When the line containing "(diff shortened: 1 of 3 files shown)" appears in the listing below, set it down along with each later line through the end, exactly as written, and nothing before it.
───── Records to use ─────
PR #1004, opened 2017-07-22
Escape codes for strings in CBOT

melex750:
```
\a           alert bell          0x07
\b           backspace           0x08
\t           horizontal tab      0x09
\n           new line            0x0A
\v           vertical tab        0x0B
\f           form feed           0x0C
\r           carriage return     0x0D
\"           double quote        0x22
\'           single quote        0x27
\\           backslash           0x5c
\nnn         octal value         byte nnn
\xhh         hexadecimal value   byte 0xhh
\uhhhh       UTF-8 character     code point U+hhhh
\Uhhhhhhhh   UTF-8 character     code point U+hhhhhhhh
```

Also fixed some token parsing bugs:
```c++
extern void BadCharacters"'?() <--- bad characters in function name
{
	int i? = 1;  <--- bad character in variable name
	int j" = i?; <---/
	int k' = j"; <--/
	
	BadCharacters"'?();
}
```

### DIFF
--- a/po/colobot.pot
+++ b/po/colobot.pot
@@ -1770,6 +1770,24 @@ msgstr ""
 msgid "This parameter needs a default value"
 msgstr ""
 
+msgid "Missing end quote"
+msgstr ""
+
+msgid "Unknown escape sequence"
+msgstr ""
+
+msgid "Octal value out of range"
+msgstr ""
+
+msgid "Missing hex digits after escape sequence"
+msgstr ""
+
+msgid "Hex value out of range"
+msgstr ""
+
+msgid "Invalid universal character name"
+msgstr ""
+
 msgid "Dividing by zero"
 msgstr ""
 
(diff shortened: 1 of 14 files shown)


a-v-o-dev:
There's a problem with backslash.

Example to reproduce:

    string s = "\\";
    // string s = "\\";
    
Close program editor and open it again. The code lines are then:

    string s = "\";
    // string s = "\";

One backslash is lost. Even remarks/comments are affected.

Colobot Version: `git-HEAD-rfabbdda` from `dev`

melex750:
That's a bug in ```UI::CEdit``` where it parses SatCom files. IIRC it is the last 3 characters on that line ```\";``` that cause it.
Workaround: ```string s = "\\" + "";``` or maybe this too: ```string s = '"';``` or add a space before semicolon;

PR #1005, opened 2017-07-22
Mod manager (and some random UI tweaking)

DavivaD:


src/ui/screen/screen_mod_manager.cpp
```diff
@@ -0,0 +1,351 @@
...
+            pl->SetSelect(-1);
+            pb->ClearState(STATE_ENABLE);
+            pb = static_cast<CButton*>(pw->SearchControl(EVENT_INTERFACE_UNLOAD));
+            if ( pb == nullptr )  break;
+            pb->SetState(STATE_ENABLE);
+            break;
+
+        case EVENT_INTERFACE_MODS_DIR:
+            modPathRaw = CResourceManager::GetSaveLocation() + "/" + "mods";
+            #ifdef _WIN32
```
krzys-h: Don't use these defines, use [our own PLATFORM_* defines](https://github.com/colobot/colobot/blob/master/src/common/config.h.cmake#L4-L8) instead. Or, even better, proxy these calls through CSystemUtils.

krzys-h:
And again - pleeeease don't mix multiple changes in one PR. At least the mod manager should really be it's own thing.

Like we've already discussed on Slack, the mod manager cannot depend on renaming the mod files as they may be located in a read-only system-wide location. The UI should really show the filesystem location of the mod (it can be either in 'data/mods' or 'saves/mods'), and it should include mods provided from the commandline (but without the ability to disable them). Enabling/disabling mods CAN be done without restarting the game in most cases, and we should implement that.

Waiting on feedback from community about 7b0b205189c7fa3e64dc44a164ba6b3c6389c715 and a92b3a1ff077a6d691c8045736a14610e7d0fdca

src/ui/screen/screen_mod_manager.cpp
DavivaD: Done in 3221b81 .

src/ui/screen/screen_mod_manager.cpp
```diff
@@ -203,19 +203,60 @@ bool CScreenModManager::EventProcess(const Event &event)
...
+            #if defined(PLATFORM_WINDOWS)
+                result = system(("start \""+modPathRaw+"\"").c_str());
+            #elif defined(PLATFORM_LINUX)
+                result = system(("xdg-open \""+modPathRaw+"\"").c_str());
+            #elif defined(PLATFORM_MACOSX)
+                result = system(("open \""+modPathRaw+"\"").c_str());
+            #endif
+            if (result == -1)
+            {
+                GetLogger()->Error("Failed to open Mods Directory! Is directory Exists?\n");
```
tomangelo2: Shouldn't it be "Does directory exists?"

DavivaD: Right...

DavivaD:
Closing because too random things in PR + Merge Conflicts.

PR #1022, opened 2017-08-05
Fix horizontal scrolling of planets and background images

### LINKED ISSUE #1021: Background planets/stars move in opposite direction to view
Latest dev build (commit 0de347d430106ac3bf9df005aedb826076255e44), compiled myself.

When I rotate the view the stars and planets in the sky rotate in the opposite direction. This is particularly noticeable in the moon flying practice missions, but seems to happen in every level (at least every level that has these objects). Clouds are not affected.

immibis:
Fixes #1021.

With this fix, both planets and background images move horizontally in exactly the way they should. They no longer zoom across the sky when you rotate the camera.

They still move weirdly in the Y direction. For background images there's no way to make it not weird - could we switch to using skyboxes instead? For planets we probably need to treat them as full 3D objects 
instead of 2D sprites.

I've tested the outer space cutscenes for the moon, Tropica, Crystallium and Saari to make sure the planets still line up. Note Tropica's cutscene was already broken - Tropica doesn't appear in it.

### DIFF
--- a/src/graphics/engine/engine.cpp
+++ b/src/graphics/engine/engine.cpp
@@ -2631,12 +2631,26 @@ void CEngine::SetFocus(float focus)
     float farPlane = m_deepView[0] * m_clippingDistance;
 
     float aspect = static_cast<float>(m_size.x) / static_cast<float>(m_size.y);
+
+    // Compute H-FoV from V-FoV and aspect ratio.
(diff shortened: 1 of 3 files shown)


immibis:
I tried again to properly fix the planet positions using proper 3D transforms, but I couldn't get it consistent with the original game in all cases - which makes sense because the original game is inconsistent with itself).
─────
● Solved exercise
(diff shortened: 1 of 3 files shown)


immibis:
I tried again to properly fix the planet positions using proper 3D transforms, but I couldn't get it consistent with the original game in all cases - which makes sense because the original game is inconsistent with itself).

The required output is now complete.